Alla fine e' Linux + GNU.. quando poi viene compilato e' un altro discorso.

Il punto e' che il Target e' diverso e nessuna distribuzione binaria puo' essere paragonabile a Gentoo. (proprio per la loro diversa natura)

Se avessi portato come paragone una distribuzione da source (LunarLinux ad es..) allora c'era motivo di fare questa discussione.

Tanto per dimostrarti che non ho alcun pregiudizio su altre distro posso dirti che prediligo:

gentoo - da source

debian - da binari

e ultimamente ho dato un occhio anche a ubuntu (che mi ha impressionato per la semplicità)...

ma come ho gia' motivato non fa per me. (e non dico che e' scarsa!...)

Ciao

----------

## neryo

 *akiross wrote:*   

> Usavor RH e non imparavo nulla. In piu' odiavo gli RPM.
> 
> Ho scelto una distro difficile (slack o gentoo erano quelle marcate difficili all'epoca... mah non ho mai capito se e' difficile o no, gentoo, ma adesso direi non troppo)

 

per me la difficolta' e' solo soggettiva.. gentoo spaventa molti utenti perche' ha un installazione poco user-friendly ma devo dire che la gestione dei pacchetti una volta presa confidenza con emerge e' molto piu' semplice che con altri software tool.. 

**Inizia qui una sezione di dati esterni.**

Issue #1216, opened 2023-02-22
Recreate Ordered Consumer Fails when R1 Stream's server restarts


caleblloyd:
Recreating an Ordered Consumer is Failing when the `nats-server` hosting an R1 stream restarts.

The specific error returned by the client is:

```
[handleConsumerSequenceMismatch](nats: insufficient resources: recreating ordered consumer)
```

This happens when the client is connected to a NATS Server that is up, but the NATS Server hosting the R1 stream is restarting.  JetStream returns the `insufficient resources` error because it cannot place a peer group for the new consumer.

PR #1217, opened 2023-02-23
[FIX] Retry recreating ordered consumer on insufficient resources error

piotrpio:
Resolves https://github.com/nats-io/nats.go/issues/1216


Jarema (approved):
LGTM

PR #1220, opened 2023-02-24
Revert "[ADDED] Support for stream subject transform"

piotrpio:
Reverts nats-io/nats.go#1200 - this functionality will be added after nats-server@2.10.0 release


Jarema (approved):
LGTM, assuming green CI.

wallyqs:
This is fine too since in the server still locking to v1.23 release: https://github.com/nats-io/nats-server/blob/main/go.mod#L9

PR #1224, opened 2023-02-28
[ADDED] Exponential backoff for server reconnects

piotrpio:


nats.go
```diff
@@ -2559,6 +2572,28 @@ func (nc *Conn) stopPingTimer() {
 	}
 }
 
+// DefaultReconnectBackoffHandler returns a default reconnect exponential backoff interval.
+// Base reconnect wait is 10ms, with x2 multiplier. Max wait time is 2 minutes.
+// 10ms, 20ms, 40ms, 80ms...2m
+// A random jitter is added to the result.
+func DefaultReconnectBackoffHandler(jitter time.Duration) ReconnectDelayHandler {
```
aricart, line 2579: With this feature, I am wondering if some of the other options we have on the clients should be deprecated or go away (at the very least, this should be the default)

piotrpio:
@aricart I am wondering about a couple of things:
1. What should we use as default base/max/multiplier values for reconnect attempts? It should be consistent across the clients, with `ReconnectWait` go and javascript had 2 seconds, which seems to be a bit much. Rust already has backoff with 1ms as the first wait time, which seems a bit low :) In this PR I set base 10ms, multiplier x2 with max 2 minutes, it seems reasonable to me but I wonder what's your take on this.
2. Should we get rid of setting `MaxReconnects` by default? I would assume so, to basically try endlessly with some max interval.

nats.go
```diff
@@ -50,8 +50,7 @@ const (
 	Version                   = "1.24.0"
 	DefaultURL                = "nats://127.0.0.1:4222"
 	DefaultPort               = 4222
-	DefaultMaxReconnect       = 60
-	DefaultReconnectWait      = 2 * time.Second
+	DefaultMaxReconnect       = -1
```
wallyqs, line 53: makes sense to change into a span of time but not sure about changing this var as the default since has been like that from the start... maybe as an option to test out new behavior like `MaxTotalReconnectTime(2*time.Minute)`? We also need to be able to set `max reconnect` to -1 so that it means that we want the client to reconnect forever and never give up reconnecting

aricart: @piotrpio's change is right in line with this.

PR #1266, opened 2023-05-16
[ADDED] Connection status event listeners 

piotrpio:
This PR enables receiving connection status change events on given channels. 

```go
dcChan := make(chan nats.Status)
nc.RegisterStatusChangeListener(nats.DISCONNECTED, dcChan)
...
<-dcChan
fmt.Println("disconnected")
```


Jarema (approved):
That looks fine by me.
The control is very granular, with easy to use API and a powerful granular one too.
However, this is pretty opinionated part of the client and I would like @wallyqs to take a look before merging :).

nats.go
```diff
@@ -5455,6 +5456,66 @@ func (nc *Conn) GetClientID() (uint64, error) {
...
+	for _, s := range statuses {
+		nc.RegisterStatusChangeListener(s, ch)
+	}
+	return ch
+}
+
+// RegisterStatusChangeListener registers a channel waiting for a specific status change event.
+// Status change events are non-blocking - if no receiver is waiting for the status change,
+// it will not be sent on the channel. Closed channels are ignored.
+func (nc *Conn) RegisterStatusChangeListener(status Status, ch chan Status) {
```
ripienaar, line 5473: Maybe `RegisterStatusChangeListener(ch chan Status, status ...Status)` so one can easily listen for just a few statusses?

It's a bit weird being the only channel based event listener in this client, but seems like a nice addition and good use of the channel anyway

wallyqs: I like the variadic idea, I was thinking maybe can make `ConnStatusChanged(...Status)` as a variadic with the defaults being `[]Status{CONNECTED, RECONNECTING, DISCONNECTED, CLOSED}` if nothing passed and keep only one (maybe `StatusChanges(...Status)` or `StatusChanged(...Status)`? so that it pairs better with the `Status() Status` API that is already there.

nats.go
```diff
@@ -5455,6 +5456,66 @@ func (nc *Conn) GetClientID() (uint64, error) {
 	return nc.info.CID, nil
 }
 
+// ConnStatusChanged returns a channel on which connection status changes will be reported.
+// Reported statuses: CONNECTED, RECONNECTING, DISCONNECTED, CLOSED.
+func (nc *Conn) ConnStatusChanged() chan Status {
```
wallyqs, line 5461: How about:

```go
func(nc *Conn) StatusChanged(...Status) chan Status 
```

so that it lines up better with the getter for connection status:
```go
func(nc *Conn) Status() Status
```

also ideally this would be a receive only channel here when but closing the channel seems the most straightforward way to unregister these.

wallyqs (commented):
Some comments, but like the idea 👍

nats.go
ripienaar: Yes, I like this.  Might be some value in being able to supply own chan but happy to leave that till a real need arise.

piotrpio: Agreed, I also like that. I was thinking more granular approach with providing own channel per-status might be useful, but I agree that maybe this is something we can add in the future if necessary.

And yeah, receive-only channel would be ideal and that's what I wanted to to do at first, but closing the channel seemed like a good way to unregister.

test/conn_test.go
```diff
@@ -2761,3 +2761,150 @@ func TestRetryOnFailedConnectWithTLSError(t *testing.T) {
...
+		s.Shutdown()
+		s = RunDefaultServer()
+		defer s.Shutdown()
+		if err := nc.Publish("foo", []byte("msg")); err != nil {
+			t.Fatalf("Unexpected error")
+		}
+	})
+}
+
+func TestConnStatusChangedEvents(t *testing.T) {
```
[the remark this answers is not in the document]
piotrpio: It was flapping because CONNECTED status was being sent twice on successful reconnects - once in `sendConnect()` and then again in `doReconnect()`. The latter seems obsolete, so I dropped sending and event at that point.

wallyqs (approved):
LGTM!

Infatti gentoo oltre a dare la soddisfazione iniziale di chi la installa la prima volta,  rende  piu' di ogni altro sistema a lungo termine.. e finche' non si prova questa senzazione e' difficile rendersene conto.. Mh si, altre distro si installano e... bene funzionano!! ..ma quando passano dei mesi si iniziano a scoprire le magagne.. e li si prova quel senso di sconforto e di manovalanza che fa' alle volte detestare il proprio sistema.  

 *akiross wrote:*   

> 
> 
> Cosi' ho scelto gentoo: era per i developer, e io stavo diventando un developer 
> 
> 

 

developer e' chi progetta e sviluppa software, gentoo come tutti gli altri SO linux ha i suoi developers, quindi non vedo perche' gentoo deve essere piu' da devolopers di altre distribuzioni..  :Rolling Eyes:  il developer cerca di migliorare e scoprire falle nei sistemi e magari porvi rimedio... ma questo e' il male comune di tutti i software.. e con piu' complessi sono con piu' falle si trovano.  :Wink: 

Io preferisco gentoo per il controllo, per la flessibilita' di potersi creare e mantenere il sistema a proprio piacimento... avere sempe il pieno controllo delle dipendenze... e... un emerge -Du world e siamo tutti contenti....  :Twisted Evil: 

----------

## Dr.Dran

 *neryo wrote:*   

> [concordo.. ma ti correggo solo in punto..  gentoo non e' una distro, sta' proprio li' la differenza... 

 

hai ragione è una metadistibuzione  :Wink: 

@blackgenio

Concordo con te su chi critica le altre distro per partito preso e infatti credo che ad ogni utente possa calzare bene la sua... comunque come ti dicevo a me gento piace un sacco soprattutto perchè dopo un bel bagno di sangue nelle configurazione e altro ora ho raggiunto una stabilità e conoscenza del sistema che sono impagabili e poi con qualche scriptino sono riuscito a crearmi un sistema di gestione molto comodo a me che sono l'amministratore  :Wink: 

P.S. Dovendo gestire un pò di serverini e tutto da solo non mi sono troppo preoccupato di rendere user-friendly il sistema di amministrazione e molte volte ti dico che ci sono serverini che stanno in uptime da parecchio parecchio tempo...(hardened-source, pax, hostsentry/portsentry, clamav, spamassassin... etc. etc.)   :Very Happy: 

----------

## xchris

una considerazione...

non sviluppando in C & co e trovando tutto (o quasi) in portage...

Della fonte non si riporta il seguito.